Lookit: a new online platform for developmental research
Description
Many practical considerations affect the kinds of scientific questions typically pursued by developmental labs. For instance, large sample sizes, work with special populations, and longitudinal designs are often avoided because of the resources involved in recruitment and testing. These practical constraints limit our ability to establish small or graded effects and to learn about specific disorders, individual differences, and the effects of interventions. I will present a new online interface, “Lookit,” for infant and child testing that aims to mitigate these constraints by enabling large-scale participation in developmental studies, analogous to the kind of participation enabled by Amazon Mechanical Turk in adult cognitive science. While families complete a short, browser-based developmental study, webcam video of the child’s responses is streamed back to our lab for later analysis.
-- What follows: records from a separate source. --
Issue #847, opened 2026-05-15
Buffered-map flush can produce spurious Duplicate-entry on unique keys when binlog batch reorders an in-flight swap


morgo:
## Summary

When the `bufferedMap` flush hands the applier a batch that contains a "swap pair" — two binlog `UPDATE` events from a single source-side transaction that move a unique value between two rows — the multi-row `INSERT ... ON DUPLICATE KEY UPDATE` statement can fail with `Error 1062` because the random iteration order of the map places the activating row before the deactivating row inside the batch.

The error reported in production:

```
Error 1062 (23000): Duplicate entry '1-1-paybal-...'
  for key '_balance_changes_new.uq_posted_balance_change_id'
```

The original report mentions a unique key that includes a `STORED` generated column (`is_posted_balance_change`), but generated columns are only a *trigger* for the bug, not its cause — see "Generated columns are not required" below.

## This is a regression of the #746 fix

The bug was introduced by the changes that fixed [#746](https://github.com/block/spirit/issues/746) — specifically [#821](https://github.com/block/spirit/pull/821), which removed the legacy `deltaMap` subscription type and made `bufferedMap` the only path. Worth understanding *how* #746's fix opened this failure mode, because the lesson generalises.

**Pre-#821 behaviour (the `deltaMap`):**
The `deltaMap` stored only PK hashes. At flush time it issued:

```sql
REPLACE INTO _new (cols) SELECT cols FROM source FORCE INDEX (PRIMARY) WHERE (pk) IN (...);
```

`REPLACE INTO` has a property that turns out to be load-bearing here: per the manual,

> REPLACE works exactly like INSERT, except that if an old row in the table has the same value as a new row for a PRIMARY KEY *or a UNIQUE index*, the old row is deleted before the new row is inserted.

That "or a UNIQUE index" part means each row processed in the multi-row REPLACE deletes *any* row that would collide with it on *any* unique index — not just the PK. For a swap pair `(A: slot='S'→NULL, B: slot=NULL→'S')`, REPLACE in any order works: B's insert sees A still holding 'S', deletes A (because of the unique-key conflict), then inserts B; A's deactivation event arrives in the same batch and re-inserts A with `slot=NULL`. End state is correct regardless of batch order. We had order-independence for free.

**Why #746 forced a change:**
[...]

PR #851, opened 2026-05-15
fix(#847): skip already-flushed events on rewind to avoid stale replay

morgo:
## Summary

Follow-up to #850, which is now merged. A production deployment of the swap-pair recovery surfaced a remaining failure mode: after `requestRewind` restarts the binlog reader at position 4 of `flushedPos.Name`, the syncer re-reads every event between position 4 and the old `flushedPos.Pos` — events that were already applied to the destination by a prior flush. Replaying those (now stale) row images on top of the newer destination state can recreate the very 1062 the rewind was meant to resolve.

### The scenario

User reports a `balance_changes` migration in `financialaccount_staging` that hit the swap-pair 1062, recovered as designed (cleared map, flipped `forceQueueMode`, rewound to position 4 of file `mysql-bin-changelog.002556` from `flushedPos.Pos=32895440`), and then abandoned post-rewind. Excerpt:

```
WARN buffered-map flush hit a duplicate-key collision; clearing pending changes, switching to queue mode (FIFO), and rewinding binlog to flushed position
   table=financialaccount_staging.balance_changes
   error=failed to upsert rows: ... Error 1062 (23000): Duplicate entry '1-1-paybal-wazf2VR-T3SwVdcV0SrscA' for key '_balance_changes_new.uq_posted_balance_change_id'
   changes_cleared=20 queue_cleared=0
INFO Recreating streamer from file start file=mysql-bin-changelog.002556 new_start_position=(mysql-bin-changelog.002556, 4) rewinding_to_flushed_pos=true
INFO begin to sync binlog from position position=(mysql-bin-changelog.002556, 4)
...
INFO releasing metadata lock lock_name=financialaccount_sta.balance_changes-598f7eb9
```

### Why it failed

Concrete reproduction of the post-rewind 1062:

1. Pre-T1 source state: row 17 has `posted_amount=NULL`, row 18 has `posted_amount=100` (so `is_posted_balance_change=1` on row 18; unique-key bucket `(1, 'P', 'T', 'A')` is held by row 18).
2. T1 swaps: row 17 → `posted_amount=100`, row 18 → `posted_amount=NULL`. Two UPDATE events at positions P1a (row 17) and P1b (row 18). Source-valid: between them no two rows have `is_posted_balance_change=1` on the same bucket.
3. Original flush applies both events in binlog order. Destination now matches source: row 17 active, row 18 inactive. flushedPos advances past P1b.
4. Many more transactions follow; eventually the swap-pair 1062 fires on an unrelated transaction. `handleFlushError` clears the map, flips `forceQueueMode`, requests a rewind. recreateStreamer restarts at position 4.
5. The syncer re-reads T1's events. They flow into the FIFO queue and out through `flushQueueLocked`:
   - Replay event P1a (`row 17 → posted_amount=100`): destination row 17 is *already* active (from the original apply). But row 18 was activated by a *later* transaction that was also in the rewound range. If the later transaction is ordered such that its row-18-activate hasn't replayed yet, the destination has row 18 still active *and* we're now upserting row 17 to active — `Error 1062` on `(1, 'P', 'T', 'A')`.

The general shape is "replaying an old `activate` event for row A while the destination's current state still has row B activated for the same unique-key bucket." FIFO ordering inside a single batch doesn't help here because the colliding events were applied across separate batches originally — the rewind doesn't reconstruct the inter-batch state.

### Fix

Filter binlog events at the readStream dispatch layer. A new helper `Client.eventAlreadyFlushed` compares `(currentLogName, ev.Header.LogPos)` against `c.flushedPos`; when the event ends at or before `flushedPos`, it is skipped. `bufferedPos` still advances normally through the existing position update after the switch, so the filter only suppresses subscription buffering, not the syncer's forward motion.

In normal forward-flowing operation the comparison is always false — events flow past `flushedPos` by construction since `flushedPos` only advances after its events have been applied — so the filter is a no-op outside the rewind path. After a rewind, the filter skips events ≤ `flushedPos` (already applied), buffers events > `flushedPos` (the unapplied tail), and lets the FIFO queue mode handle them in binlog order without any stale-replay collision risk.

## What changed

- [pkg/repl/client.go](https://github.com/block/spirit/blob/fix-rewind-replay/pkg/repl/client.go): add `Client.eventAlreadyFlushed(name, pos)`; call it at the top of the `RowsEvent` case in `readStream` and `break` out of the switch if true. Position 0 (FormatDescription, synthetic rotates) is never skipped.
- [pkg/repl/subscription_buffered_swap_test.go](https://github.com/block/spirit/blob/fix-rewind-replay/pkg/repl/subscription_buffered_swap_test.go): unit test covering all the edges — pos=0, earlier file, same file before / at / after `flushedPos`, later file.
- [pkg/repl/README.md](https://github.com/block/spirit/blob/fix-rewind-replay/pkg/repl/README.md): document the filter as step 4 of the recovery flow (the existing "applying re-read events in FIFO order" became step 5).

## Tests

- `TestEventAlreadyFlushedSkipsBeforeFlushedPos` — unit test for the helper.
- All existing repl swap-pair tests (`TestBufferedMapSwapPairRecoversViaQueueMode`, `TestSwapPairFullRecoveryViaQueueMode`, `TestFlushDoesNotRegressFlushedPosAfterRewind`) continue to pass — they didn't exercise this corner because their pre-flush state was always trivial.

## Test plan

- [x] `go test ./pkg/repl/... -count=1` passes
- [x] `go test ./pkg/repl/ -run 'TestEventAlreadyFlushedSkipsBeforeFlushedPos|TestFlushDoesNotRegressFlushedPos|TestBufferedMapSwapPair|TestSwapPair' -count=10` passes (catches flakiness)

This platform allows us to collect data from a more diverse group of participants than developmental labs do by default, and to collect reliable looking-time and preferential-looking data from infants and children. I will present the results of three exploratory replications to demonstrate the strengths and limitations of this system in collecting verbal, preferential looking, and looking time measures. Finally, as a concrete example of a new type of question we can address by online work, I will discuss plans to collect many samples from individual infants and children on Lookit in order to get a more detailed view of what constitutes ‘partial knowledge’ of physical support.